Neuropsychiatric symptoms listed are rare and occur only during severe and commonly prolonged attacks. The symptoms listed here are related to acute encephalopathy and commonly in PRES in severe attacks only. More common are related to mild mental symptoms and autonomous neuropathy as listed here gastrointestinal but tachycardia and hypertension, which are typical, are missing.
Peripheral motor neuropathy and central nervous system disturbances accompanied by hypertension, chronic abdominal pain…
The sentence should be removed or rephased since it mixes symptoms and signs of an acute attack and chronic phase in few severely affected patients.
…physical exhaustion - what does it mean? …certain steroid hormones, medications, other chemicals… – this causes only confusion – omit or be more precise and explain what the mechanism of it is in general
Majority of the AIP patients lead normal life and tolerate weight reduction.
First-line strategy to manage or to prevent acute episodes consists of hemin infusion… this is an option not the first-line but for those with recurrent attacks
Is there evidence-based medicine that carbohydrate as such would be beneficial to inhibit ALAS1 activity in clinical trials. Patients used to even die during attacks despite carbohydrate loading. Mortality rate has been high.
In many cases, eradicating triggering factors starts healing, and thus, an attack usually lasts a week. This is also commonly related to sex-hormones in women. Premenstrum is the most common triggering factor in women, and when the bleeding starts, estrogen and progesteron levels decrease dramatically and normalizes many liver metabolism pathways which have been up-or down-regulated during premenstrum.

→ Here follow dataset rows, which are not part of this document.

PR #227, opened 2023-06-07
Refactor UniAgent and add NatSpec

charlesjhongc:
Token will be transferred to `UniversalRouter` directly so no need to approve.

### DIFF
--- a/contracts/interfaces/IUniAgent.sol
+++ b/contracts/interfaces/IUniAgent.sol
@@ -4,7 +4,6 @@ pragma solidity >=0.8.0;
 /// @title IUniAgent Interface
 /// @author imToken Labs
 interface IUniAgent {
-    error ZeroAddress();
     error InvalidMsgValue();
     error UnknownRouterType();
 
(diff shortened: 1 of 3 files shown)


contracts/interfaces/IUniAgent.sol
```diff
@@ -4,18 +4,29 @@ pragma solidity >=0.8.0;
 /// @title IUniAgent Interface
 /// @author imToken Labs
 interface IUniAgent {
-    error ZeroAddress();
     error InvalidMsgValue();
     error UnknownRouterType();
```
NIC619, line 8: I think we don't need this error because solidity automatically checks the validity of enum input for us (it would just raise EVM error. So it would never reach the code path here in `_getRouterAddress`:
```solidity
    function _getRouterAddress(...) ... {
        ...
        } else {
            revert UnknownRouterType();
        }
    }
```

NIC619 (approved):

contracts/interfaces/IUniAgent.sol
charlesjhongc: Removed the error but in order to avoid compiler warning (uncovered code path), revert without msg as default.

charlesjhongc: 5ae24e4

NIC619 (approved):

pilagod (approved):

PR #229, opened 2023-06-09
remove unwrapAmount and check WETH amount only

charlesjhongc:


contracts/LimitOrderSwap.sol
```diff
@@ -92,6 +92,10 @@ contract LimitOrderSwap is ILimitOrderSwap, Ownable, TokenCollector, EIP712 {
                 if (makingAmount > orderAvailableAmount) revert NotEnoughForFill();
                 takerTokenAmounts[i] = ((makingAmount * order.takerTokenAmount) / order.makerTokenAmount);
 
+                if (order.takerToken == address(weth)) {
+                    wethToPay += takerTokenAmounts[i];
+                }
```
pilagod, line 97: I think these block could be placed after zero amount check (line 99)

test/forkMainnet/LimitOrderSwap/GroupFill.t.sol
```diff
@@ -233,7 +215,8 @@ contract GroupFillTest is LimitOrderSwapTest {
         // scenario
         // maker tokens (input): 5 WETH, 8000 USDT
         // taker tokens (output): 1 ETH, 3 WETH, 8000 USDT
-        // profit for arbitrageur: 1 ETH/WETH
+        // should unwrap 4 ether and leave 1 WETH
```
pilagod, line 218: I think this case unwraps only 2 WETH (5 WETH - 3 WETH), and 1 ETH for order and another 1 ETH for arbitrageur's profit, right?

charlesjhongc: Yeah, you're right. Unwrap 3 and profit is 1.

charlesjhongc: Fixed in 0708ce1

contracts/LimitOrderSwap.sol
charlesjhongc: Fixed in 0708ce1

NIC619 (approved):

pilagod (approved):

Issue #972, opened 2021-09-09
[Docs page] CDKTF Architecture


schersh:
**Description**

:tickets: [Asana ticket](https://app.asana.com/0/1200893566367079/1200893566367087)

:mag: File path: /website/docs/cdktf/concepts/architecture.html.md

Explain the key components of CDKTF itself and how they fit together | include a diagram 

- Library vs. CLI
- ([Apps & Stacks](https://github.com/hashicorp/terraform-cdk/blob/main/docs/working-with-cdk-for-terraform/app-stacks-concept.md)) An Application is the cdktf code, so the program that defines the terraform configuration. A Stack is a part of this application, think of stacks as environments (in HCL you would use terragrunt or have multiple folders for each environment). An environment could be staging / dev / prod or a separate application (e.g. you could define a stack for your CMS application and one for you E-Commerce and invoke the stack constructor with different parameters to create different versions of these environments)
- [Constructs](https://github.com/aws/constructs) in applications
- Tokens

schersh:
@skorfmann will prioritize this issue this week

PR #1112, opened 2021-10-01
chore(docs): CDK for Terraform Architecture

skorfmann:
Fixes: https://github.com/hashicorp/terraform-cdk/issues/972


skorfmann:
FYI: That's heavily WIP

PR #1116, opened 2021-10-04
fix(cli): directly depend on cli-spinners v2.6.0

ansgarm:
This tries to fix the build & might fix installation of `cdktf-cli` when using yarn (`resolutions` is a yarn feature, the npm equivalent is not available yet).


DanielMSchmidt (approved):

RomeroGaliza:
Thanks for the patch! 💛

PR #938, opened 2021-08-29
fix(hcl2cdk): Always using module binding for convert command

jsteinich:
Fixes #859 
Fixes #860 

Did a bit of refactoring in order to be able to reuse the code for parsing module sources.

I'll rebase once #929 has been merged in.

PR #1118, opened 2021-10-04
test(hcl2cdk): re-enable test case for convert

ansgarm:


DanielMSchmidt (approved):

jsteinich:
This looks very similar to what I was working on with #938. I hope to have that updated shortly.

jsteinich:
I ended up creating #1120 since the refactorings made updating #938 more trouble than it was worth.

I would leave out “candy therapy” here but it is important to avoid fasting by using glucose infusions if a patient is unable to eat. It is good to keep in mind that in many other acute diseases and most likely also in AIP glucose metabolism is secondarily mildly impaired during acute crisis but only transiently. This is mainly related to inflammatory factors of hepatic origin. Diabetes mellitus is completely other thing and needs genetic background. AIP does not cause or prevent DMT2 unless the patients’ BMI is low but like anorexia in general, many hepatic metabolic changes occur due to severe fasting. For example, 20-30% reduction of hepatic fat occurs within a few days during fasting in humans which demonstrates dynamicity of the liver in energy metabolism. Diabetic patients do not suffer from a lack of glucose intramuscularly.
Pregnancies are usually well-tolerated and do not differ from normal pregnancies or deliveries. The patient’s primary condition (low BMI) may affect steroid hormonal production but even infertility has been rare.
Probiotics have been studied for decades but no success stories have been reported to date, only microbiota transplantation due to recurrent Clostridium difficile infection has become ”the drug of choice”.
Studies using special mice strains do not mimic humans since common immunological factors are missing. Moreover, AIP -mice do not resemble AIP -patients but mice metabolism might be interesting for those who are working with them. B. coagulans did not seem to taste so good since even mice reduced their food intake and started rather fasting and lost fat quickly similar to humans. Loosing weight is a quick way to control glucose levels also in human diabetics.
The problem with these probiotics is the short time of use. Commonly after 6 months differences seem to fade away.
Author Response
Reviewer 1
The authors describe an experimental study related to AIP mice which have used probiotics for 12 weeks (short period) changing their liver metabolism especially related to glucose metabolism. The animal study is done carefully but the text would have benefited from explanation of liver metabolism of AIP mice compared to WT mice in general. Information and comparison of human AIP to AIP mice is confusing and should be shortened dramatically since even the authors explained at the end that it is hard to say if this has anything to do with humans.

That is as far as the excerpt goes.